Treatment of soils offers technical, economic, ecological and environmental advantages.
Treatment with lime and/or cement or cementitious road binders allows production and use of homogeneous, long-lasting and stable materials with mechanical characteristics comparable to those of graded aggregate with cementitious binders.
In addition, these materials are characterised by great stiffness and excellent fatigue strength. They show good performance in hot weather, with no deformation or rutting, and good performance on exposure to freeze-thaw cycles due to the stiffness of the material and the slab-side effect.
Field recycling is a significant savings factor as this reduces to a minimum stripping cuts, landfill, provision of aggregates and thus the cost of their transport. The absence of transport of aggregates and of cuts to the landfill contributes to preserving the road network in the vicinity of the building site.
Also, these are very economical techniques, especially on account of the shorter duration of the works: compared to a conventional solution, the savings are of the order of 30%.

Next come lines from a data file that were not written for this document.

PR #22, opened 2023-12-03
Update MerlinAU.sh in Dev

Firetop:
1. Changed the ordering of the Menu so more of the advanced stuff is at the bottom and more common stuff at the top.

2. Modified the failure warning to include an extra reason why it may have failed to login.

3. Added a check to make sure the expected mount point and the actual mount point match for USB, else if stops the script.

### DIFF
--- a/MerlinAU.sh
+++ b/MerlinAU.sh
@@ -4,11 +4,11 @@
 #
 # Original Creation Date: 2023-Oct-01 by @ExtremeFiretop.
 # Official Co-Author: @Martinski W. - Date: 2021-Nov-01
-# Last Modified: 2023-Dec-01
+# Last Modified: 2023-Dec-03
 ###################################################################
 set -u
 
-readonly SCRIPT_VERSION="0.2.25"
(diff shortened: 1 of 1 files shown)


Firetop:
@Martinski4GitHub 

Is this something I should be doing? Can you approve/merge this for me as a test to make sure you have access?

Thanks again! If you do, then as discussed I'll start doing requests for review as well as we get more mature in the development process.

Martinski4GitHub:
> 
> Radio silence for a while is fine, I may do the same, as long as stuff is documented with a pull request for when the other comes back so we can still review the changes?
> 
> What I mean is if it's small stuff I would probably wait the while, if it was urgent bug that needed fixing and I wasn't here or you weren't here, I expect us to just push it through, but still document for the other to check when they return! :)
> 
That sounds like a good policy: Small stuff can wait. Urgent bug fixes can be pushed & merged. And document additions & changes in the PRs (or the source code itself as appropriate) so they can be reviewed later on.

Ecological and environmental advantage
Cold treatment reduces pollution and discharge of fumes into the atmosphere. Moreover this technique allows significant global energy savings by reducing the transport of materials, the quantity of materials for landfill (thus limiting indirect effects - nuisance to users and residents) and fatigue of the road network adjacent to the site.

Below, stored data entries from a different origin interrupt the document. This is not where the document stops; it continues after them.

PR #23, opened 2023-12-04
Update MerlinAU.sh

Firetop:
The script had a bug where it always downloaded to the home directory even if a USB was connected and selected as the destination. This has been resolved at lines: !1502

Also had to modify the reboot check to follow the user selection at lines: ~921

Also fixed a bug where even though I have a rog build in the directory after unzipping, it doesn't prompt me about which build to use at lines: ~1609 and ~1618

### DIFF
--- a/MerlinAU.sh
+++ b/MerlinAU.sh
@@ -8,7 +8,7 @@
 ###################################################################
 set -u
 
-readonly SCRIPT_VERSION="0.2.26"
+readonly SCRIPT_VERSION="0.2.27"
 readonly SCRIPT_NAME="MerlinAU"
 
 ##-------------------------------------##
@@ -1518,8 +1518,8 @@ _RunFirmwareUpdateNow_()
     if [ "$FW_ZIP_DIR" != "$FW_BIN_DIR" ] && ! _CreateDirectory_ "$FW_BIN_DIR" ; then return 1 ; fi
 
     # Get current firmware version #
-    ##FOR DEBUG ONLY##current_version="$(_GetCurrentFWInstalledShortVersion_)"	
-    current_version="388.3.0"
+    current_version="$(_GetCurrentFWInstalledShortVersion_)"	
+    ##FOR DEBUG ONLY##current_version="388.3.0"
 
     #---------------------------------------------------------#
     # If the "F/W Update Check" in the WebGUI is disabled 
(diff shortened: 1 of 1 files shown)


Firetop:
That's it for me tonight, if I go any longer the code becomes too sloopy. (It's late for me) lol!

No need to merge this, just wanted you to see what I was working on, there is still some "bugs" to iron out to what I can tell.

Firetop:
> > The script had a bug where it always downloaded to the home directory even if a USB was connected and selected as the destination. This has been resolved at lines: !1502
> 
> Well, I did a quick review of your recent changes, and I think what you meant is that the F/W ZIP file is downloaded correctly to the assigned ZIP directory path; however, when uncompressing the ZIP file, the F/W binary image is always placed in the $HOME directory. Is that what you meant?
>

Field recycling minimises exploitation of aggregates deposits (quarries and gravel pits), non-renewable natural resources. This contributes to preserving the environment.
Soil treatment is used to make embankments, capping layers, base courses of transportation infrastructures such as roads, TGV (train à grande vitesse, high-speed trains) foundations, industrial and airport foundations.
The soils treated are subject to several European standards:
EN 14 227-10: Mixtures treated with cementitious binders -Specifications-Part 10: Cement-bound soil
EN 14 227-13: Mixtures treated with cementitious binders - Specifications-Part 13: Soil treated with Cementitious Road Binder.
A distinction is generally made between:
Treatment for soil improvement, which aims to modify the characteristics of materials, generally the moisture content, to facilitate their use.
This type of treatment is appropriate for a short-term objective.
Treatment for soil stabilisation, which aims to increase performance in resisting, in particular, mechanical and climatic stresses and increase the service life of the structure.
This type of treatment is appropriate for a long-term objective.
The growing use of brownfield sites and the focus on sustainability issues bring increasing recognition of the benefits of soil stabilisation:
Speed of project completion;
Reduced use of imported aggregates;
Less local construction traffic;
Reduced project costs;
The provision of an economic and effective sub base;
The ability to deal with sulphate-bearing soils.